TASK MATERIAL Start Marker

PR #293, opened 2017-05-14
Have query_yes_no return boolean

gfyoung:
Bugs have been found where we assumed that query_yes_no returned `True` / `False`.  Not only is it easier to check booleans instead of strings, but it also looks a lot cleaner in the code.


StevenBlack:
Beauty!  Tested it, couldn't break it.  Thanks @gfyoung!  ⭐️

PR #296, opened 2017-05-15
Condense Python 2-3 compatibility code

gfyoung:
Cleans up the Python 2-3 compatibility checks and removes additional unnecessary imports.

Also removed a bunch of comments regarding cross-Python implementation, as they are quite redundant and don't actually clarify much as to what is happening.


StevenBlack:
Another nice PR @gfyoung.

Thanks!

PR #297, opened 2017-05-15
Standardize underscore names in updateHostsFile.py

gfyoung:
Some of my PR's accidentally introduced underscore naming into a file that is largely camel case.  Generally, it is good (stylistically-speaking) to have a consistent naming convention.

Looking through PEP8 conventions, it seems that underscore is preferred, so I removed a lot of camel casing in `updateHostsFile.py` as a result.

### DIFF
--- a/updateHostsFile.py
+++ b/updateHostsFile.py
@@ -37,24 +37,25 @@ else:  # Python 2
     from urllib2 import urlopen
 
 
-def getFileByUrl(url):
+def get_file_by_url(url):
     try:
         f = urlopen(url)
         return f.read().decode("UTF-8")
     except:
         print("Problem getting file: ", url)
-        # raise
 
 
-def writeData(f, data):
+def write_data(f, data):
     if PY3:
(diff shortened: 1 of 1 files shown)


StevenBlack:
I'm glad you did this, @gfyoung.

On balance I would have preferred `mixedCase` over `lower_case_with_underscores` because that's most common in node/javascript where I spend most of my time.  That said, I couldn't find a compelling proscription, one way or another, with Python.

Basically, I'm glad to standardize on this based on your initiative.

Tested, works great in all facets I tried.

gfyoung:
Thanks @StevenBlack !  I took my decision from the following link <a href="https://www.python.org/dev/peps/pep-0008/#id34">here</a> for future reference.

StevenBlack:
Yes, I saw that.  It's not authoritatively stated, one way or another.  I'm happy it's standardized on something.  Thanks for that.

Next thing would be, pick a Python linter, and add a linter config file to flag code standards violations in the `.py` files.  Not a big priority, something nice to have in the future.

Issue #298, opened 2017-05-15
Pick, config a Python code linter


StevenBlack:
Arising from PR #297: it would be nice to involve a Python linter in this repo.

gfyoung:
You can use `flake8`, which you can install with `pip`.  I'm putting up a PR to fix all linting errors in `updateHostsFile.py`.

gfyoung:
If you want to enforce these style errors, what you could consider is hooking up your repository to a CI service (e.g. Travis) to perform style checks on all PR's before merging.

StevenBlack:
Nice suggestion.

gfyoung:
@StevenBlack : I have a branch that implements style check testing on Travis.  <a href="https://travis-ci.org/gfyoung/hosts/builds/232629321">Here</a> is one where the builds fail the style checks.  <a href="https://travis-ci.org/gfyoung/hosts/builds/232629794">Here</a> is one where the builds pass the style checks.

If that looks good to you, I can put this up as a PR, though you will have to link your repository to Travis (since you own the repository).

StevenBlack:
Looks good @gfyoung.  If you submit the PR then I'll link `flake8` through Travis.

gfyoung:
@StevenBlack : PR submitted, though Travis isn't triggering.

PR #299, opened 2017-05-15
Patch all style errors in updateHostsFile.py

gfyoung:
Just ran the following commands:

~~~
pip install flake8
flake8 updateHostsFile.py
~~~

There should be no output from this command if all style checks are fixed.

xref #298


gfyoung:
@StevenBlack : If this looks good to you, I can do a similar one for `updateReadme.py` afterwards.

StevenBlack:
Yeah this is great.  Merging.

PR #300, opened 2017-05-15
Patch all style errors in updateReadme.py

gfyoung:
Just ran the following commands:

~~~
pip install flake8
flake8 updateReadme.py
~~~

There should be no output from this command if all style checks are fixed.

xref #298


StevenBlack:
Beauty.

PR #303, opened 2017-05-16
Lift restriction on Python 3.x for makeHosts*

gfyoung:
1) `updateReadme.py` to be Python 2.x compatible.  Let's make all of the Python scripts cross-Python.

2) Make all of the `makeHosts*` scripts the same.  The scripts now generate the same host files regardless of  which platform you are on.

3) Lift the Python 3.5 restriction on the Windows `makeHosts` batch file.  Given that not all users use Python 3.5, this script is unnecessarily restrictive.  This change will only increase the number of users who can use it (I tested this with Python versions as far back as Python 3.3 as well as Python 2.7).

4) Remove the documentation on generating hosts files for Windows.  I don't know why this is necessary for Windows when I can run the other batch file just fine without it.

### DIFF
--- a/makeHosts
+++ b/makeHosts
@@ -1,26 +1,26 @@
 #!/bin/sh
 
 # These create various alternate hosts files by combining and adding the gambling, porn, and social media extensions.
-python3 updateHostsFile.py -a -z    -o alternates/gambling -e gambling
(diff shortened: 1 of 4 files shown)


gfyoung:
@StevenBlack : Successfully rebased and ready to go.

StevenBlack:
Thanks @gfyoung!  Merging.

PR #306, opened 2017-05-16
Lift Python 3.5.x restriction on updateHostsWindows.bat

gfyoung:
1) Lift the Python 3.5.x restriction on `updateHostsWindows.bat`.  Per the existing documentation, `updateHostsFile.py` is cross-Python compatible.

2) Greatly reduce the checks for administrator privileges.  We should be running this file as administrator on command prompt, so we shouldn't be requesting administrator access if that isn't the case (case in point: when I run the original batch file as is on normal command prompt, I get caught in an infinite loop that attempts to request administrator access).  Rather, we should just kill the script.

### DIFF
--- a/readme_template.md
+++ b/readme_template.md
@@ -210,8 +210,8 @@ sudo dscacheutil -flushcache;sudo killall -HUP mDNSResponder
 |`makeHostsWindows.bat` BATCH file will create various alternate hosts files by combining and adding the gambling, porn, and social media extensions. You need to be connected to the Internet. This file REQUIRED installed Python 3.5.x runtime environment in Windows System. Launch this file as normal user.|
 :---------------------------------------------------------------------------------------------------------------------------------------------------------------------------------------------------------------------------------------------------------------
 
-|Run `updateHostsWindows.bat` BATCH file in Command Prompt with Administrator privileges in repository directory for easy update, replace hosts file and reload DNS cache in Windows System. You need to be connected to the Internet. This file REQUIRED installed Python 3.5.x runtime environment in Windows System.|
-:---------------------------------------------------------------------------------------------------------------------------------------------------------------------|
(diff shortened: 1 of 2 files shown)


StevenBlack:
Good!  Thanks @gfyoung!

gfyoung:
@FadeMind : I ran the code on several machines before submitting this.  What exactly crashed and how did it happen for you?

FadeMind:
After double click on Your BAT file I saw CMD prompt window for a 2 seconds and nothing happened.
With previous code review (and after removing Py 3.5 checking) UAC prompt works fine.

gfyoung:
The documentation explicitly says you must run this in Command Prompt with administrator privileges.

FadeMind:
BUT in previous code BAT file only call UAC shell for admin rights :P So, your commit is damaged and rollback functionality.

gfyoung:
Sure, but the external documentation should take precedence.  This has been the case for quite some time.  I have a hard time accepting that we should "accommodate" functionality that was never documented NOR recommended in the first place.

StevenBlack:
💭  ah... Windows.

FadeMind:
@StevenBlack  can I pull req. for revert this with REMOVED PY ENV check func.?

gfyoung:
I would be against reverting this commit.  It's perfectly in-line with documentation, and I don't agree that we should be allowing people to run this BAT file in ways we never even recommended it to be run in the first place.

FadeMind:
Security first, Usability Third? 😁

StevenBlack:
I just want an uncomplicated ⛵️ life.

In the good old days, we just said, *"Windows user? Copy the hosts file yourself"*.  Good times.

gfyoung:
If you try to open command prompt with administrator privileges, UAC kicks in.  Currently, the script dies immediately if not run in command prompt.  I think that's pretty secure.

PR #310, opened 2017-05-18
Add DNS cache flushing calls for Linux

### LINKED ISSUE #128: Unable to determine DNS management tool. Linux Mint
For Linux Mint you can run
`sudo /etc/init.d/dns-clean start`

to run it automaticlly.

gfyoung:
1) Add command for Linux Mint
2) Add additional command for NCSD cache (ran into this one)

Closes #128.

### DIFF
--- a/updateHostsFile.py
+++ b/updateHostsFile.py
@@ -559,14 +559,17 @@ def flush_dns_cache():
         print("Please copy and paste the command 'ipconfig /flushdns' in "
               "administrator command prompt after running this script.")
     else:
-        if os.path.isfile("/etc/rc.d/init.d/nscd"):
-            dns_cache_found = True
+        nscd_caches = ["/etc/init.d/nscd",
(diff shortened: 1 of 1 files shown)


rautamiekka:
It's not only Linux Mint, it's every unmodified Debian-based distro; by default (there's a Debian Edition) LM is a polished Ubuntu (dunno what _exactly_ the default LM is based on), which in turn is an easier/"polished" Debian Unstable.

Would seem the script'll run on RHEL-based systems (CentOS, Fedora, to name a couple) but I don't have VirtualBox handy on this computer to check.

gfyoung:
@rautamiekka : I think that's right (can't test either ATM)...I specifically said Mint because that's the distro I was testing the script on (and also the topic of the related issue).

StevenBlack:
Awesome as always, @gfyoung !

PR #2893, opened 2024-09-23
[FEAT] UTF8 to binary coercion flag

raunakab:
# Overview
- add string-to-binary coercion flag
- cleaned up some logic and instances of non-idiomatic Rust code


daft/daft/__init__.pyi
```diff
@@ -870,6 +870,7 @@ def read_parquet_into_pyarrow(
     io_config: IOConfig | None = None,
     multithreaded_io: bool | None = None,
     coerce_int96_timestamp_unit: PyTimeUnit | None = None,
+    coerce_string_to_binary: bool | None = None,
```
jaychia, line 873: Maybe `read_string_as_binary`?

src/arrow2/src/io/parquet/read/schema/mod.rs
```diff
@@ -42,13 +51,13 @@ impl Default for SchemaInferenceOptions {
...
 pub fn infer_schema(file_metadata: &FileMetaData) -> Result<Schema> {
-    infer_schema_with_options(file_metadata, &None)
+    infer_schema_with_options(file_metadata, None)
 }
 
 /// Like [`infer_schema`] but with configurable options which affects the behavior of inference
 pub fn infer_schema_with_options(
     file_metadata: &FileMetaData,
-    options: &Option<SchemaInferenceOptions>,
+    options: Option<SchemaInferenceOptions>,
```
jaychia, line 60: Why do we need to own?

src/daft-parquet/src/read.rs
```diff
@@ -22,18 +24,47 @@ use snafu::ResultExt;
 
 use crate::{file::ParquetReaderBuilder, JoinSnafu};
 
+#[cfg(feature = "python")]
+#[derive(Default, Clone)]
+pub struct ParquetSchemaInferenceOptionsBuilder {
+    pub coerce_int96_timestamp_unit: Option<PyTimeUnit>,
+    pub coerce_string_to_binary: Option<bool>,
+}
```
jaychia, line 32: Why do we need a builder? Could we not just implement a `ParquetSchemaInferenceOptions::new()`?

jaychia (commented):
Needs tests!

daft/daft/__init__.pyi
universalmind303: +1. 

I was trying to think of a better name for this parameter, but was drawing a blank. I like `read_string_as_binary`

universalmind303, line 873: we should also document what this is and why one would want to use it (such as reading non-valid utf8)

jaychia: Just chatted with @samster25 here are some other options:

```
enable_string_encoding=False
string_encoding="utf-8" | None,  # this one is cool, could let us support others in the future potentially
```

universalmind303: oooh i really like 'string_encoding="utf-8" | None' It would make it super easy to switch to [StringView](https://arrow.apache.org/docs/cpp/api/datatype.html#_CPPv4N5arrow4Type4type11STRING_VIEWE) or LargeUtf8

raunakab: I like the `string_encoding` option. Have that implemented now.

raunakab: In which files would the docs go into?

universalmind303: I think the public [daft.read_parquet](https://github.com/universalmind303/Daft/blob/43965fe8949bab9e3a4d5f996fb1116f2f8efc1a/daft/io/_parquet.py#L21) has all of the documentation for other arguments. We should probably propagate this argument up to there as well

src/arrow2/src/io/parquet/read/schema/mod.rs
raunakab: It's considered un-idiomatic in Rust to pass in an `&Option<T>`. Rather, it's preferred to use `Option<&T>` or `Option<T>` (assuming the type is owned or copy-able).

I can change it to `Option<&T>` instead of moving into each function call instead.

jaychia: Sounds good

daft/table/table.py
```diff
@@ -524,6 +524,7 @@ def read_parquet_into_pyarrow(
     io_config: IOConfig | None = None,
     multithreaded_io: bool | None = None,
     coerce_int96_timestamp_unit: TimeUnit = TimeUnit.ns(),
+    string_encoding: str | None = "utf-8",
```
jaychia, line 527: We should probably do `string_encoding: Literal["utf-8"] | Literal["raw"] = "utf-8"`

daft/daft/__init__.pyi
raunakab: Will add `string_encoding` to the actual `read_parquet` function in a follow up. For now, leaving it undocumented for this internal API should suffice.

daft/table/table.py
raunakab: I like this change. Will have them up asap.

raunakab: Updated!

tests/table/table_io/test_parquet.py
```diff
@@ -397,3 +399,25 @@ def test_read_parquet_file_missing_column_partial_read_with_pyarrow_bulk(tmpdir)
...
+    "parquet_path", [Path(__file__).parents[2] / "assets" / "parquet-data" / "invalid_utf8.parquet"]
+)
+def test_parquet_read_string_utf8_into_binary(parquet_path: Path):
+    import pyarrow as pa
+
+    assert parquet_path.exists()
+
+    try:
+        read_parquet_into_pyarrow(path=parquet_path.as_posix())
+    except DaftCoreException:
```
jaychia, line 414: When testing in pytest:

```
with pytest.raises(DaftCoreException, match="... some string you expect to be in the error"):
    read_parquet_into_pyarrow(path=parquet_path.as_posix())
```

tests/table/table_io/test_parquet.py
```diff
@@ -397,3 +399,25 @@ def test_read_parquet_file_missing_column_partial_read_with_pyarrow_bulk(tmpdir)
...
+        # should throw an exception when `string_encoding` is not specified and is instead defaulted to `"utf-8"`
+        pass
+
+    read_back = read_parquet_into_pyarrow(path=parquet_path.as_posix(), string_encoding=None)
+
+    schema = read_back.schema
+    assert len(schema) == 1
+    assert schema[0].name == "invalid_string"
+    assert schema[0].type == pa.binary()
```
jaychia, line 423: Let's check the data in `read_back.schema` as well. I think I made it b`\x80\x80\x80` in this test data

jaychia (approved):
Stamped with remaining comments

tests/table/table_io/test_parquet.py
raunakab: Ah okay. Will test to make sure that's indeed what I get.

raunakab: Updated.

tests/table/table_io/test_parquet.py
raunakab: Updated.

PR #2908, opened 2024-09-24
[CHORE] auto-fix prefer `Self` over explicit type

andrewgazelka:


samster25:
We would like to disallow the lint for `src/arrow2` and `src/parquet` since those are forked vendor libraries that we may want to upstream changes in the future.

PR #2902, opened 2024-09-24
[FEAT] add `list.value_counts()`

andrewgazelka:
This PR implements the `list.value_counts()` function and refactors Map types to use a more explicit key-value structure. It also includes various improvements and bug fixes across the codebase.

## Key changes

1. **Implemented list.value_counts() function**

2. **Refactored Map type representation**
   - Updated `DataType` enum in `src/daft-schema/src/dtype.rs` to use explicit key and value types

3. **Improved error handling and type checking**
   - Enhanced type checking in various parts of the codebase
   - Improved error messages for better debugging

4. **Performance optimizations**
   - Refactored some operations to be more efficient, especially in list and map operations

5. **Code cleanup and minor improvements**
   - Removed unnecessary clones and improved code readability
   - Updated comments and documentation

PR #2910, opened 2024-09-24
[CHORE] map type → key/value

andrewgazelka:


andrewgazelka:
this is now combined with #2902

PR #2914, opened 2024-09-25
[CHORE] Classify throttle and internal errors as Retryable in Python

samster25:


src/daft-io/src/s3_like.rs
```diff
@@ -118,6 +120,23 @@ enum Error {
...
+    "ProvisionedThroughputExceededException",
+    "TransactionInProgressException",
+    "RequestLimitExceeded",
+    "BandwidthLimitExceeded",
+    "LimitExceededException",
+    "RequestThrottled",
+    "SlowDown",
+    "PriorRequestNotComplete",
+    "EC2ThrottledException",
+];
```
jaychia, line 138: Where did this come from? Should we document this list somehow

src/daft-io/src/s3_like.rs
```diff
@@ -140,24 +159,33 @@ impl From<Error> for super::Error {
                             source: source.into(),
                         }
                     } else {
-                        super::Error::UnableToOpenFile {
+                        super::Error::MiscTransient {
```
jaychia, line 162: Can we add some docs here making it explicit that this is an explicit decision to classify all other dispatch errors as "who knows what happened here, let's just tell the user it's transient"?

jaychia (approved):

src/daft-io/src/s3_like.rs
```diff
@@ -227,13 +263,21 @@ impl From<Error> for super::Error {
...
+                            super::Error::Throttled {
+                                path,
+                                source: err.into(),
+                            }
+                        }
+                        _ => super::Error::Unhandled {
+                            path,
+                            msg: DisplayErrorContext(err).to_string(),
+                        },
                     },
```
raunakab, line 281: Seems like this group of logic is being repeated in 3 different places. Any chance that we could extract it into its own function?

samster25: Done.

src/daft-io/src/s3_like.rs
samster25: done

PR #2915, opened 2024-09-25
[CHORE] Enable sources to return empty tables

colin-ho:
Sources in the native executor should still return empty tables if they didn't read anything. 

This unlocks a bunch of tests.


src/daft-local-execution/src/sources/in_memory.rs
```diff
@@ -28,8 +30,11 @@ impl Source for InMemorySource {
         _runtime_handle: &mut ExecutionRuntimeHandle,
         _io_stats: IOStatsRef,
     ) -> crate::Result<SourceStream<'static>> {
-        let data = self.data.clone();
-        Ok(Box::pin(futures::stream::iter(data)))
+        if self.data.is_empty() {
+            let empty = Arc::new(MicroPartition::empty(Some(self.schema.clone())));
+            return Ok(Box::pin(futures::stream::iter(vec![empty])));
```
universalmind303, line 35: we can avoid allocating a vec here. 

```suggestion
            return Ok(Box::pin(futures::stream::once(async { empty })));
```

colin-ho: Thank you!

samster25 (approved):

TASK MATERIAL End Marker

ASSIGNED TASK: Find the lines in the data that include "pytest", then copy each of them.

RESPONSE:
jaychia, line 414: When testing in pytest:
with pytest.raises(DaftCoreException, match="... some string you expect to be in the error"):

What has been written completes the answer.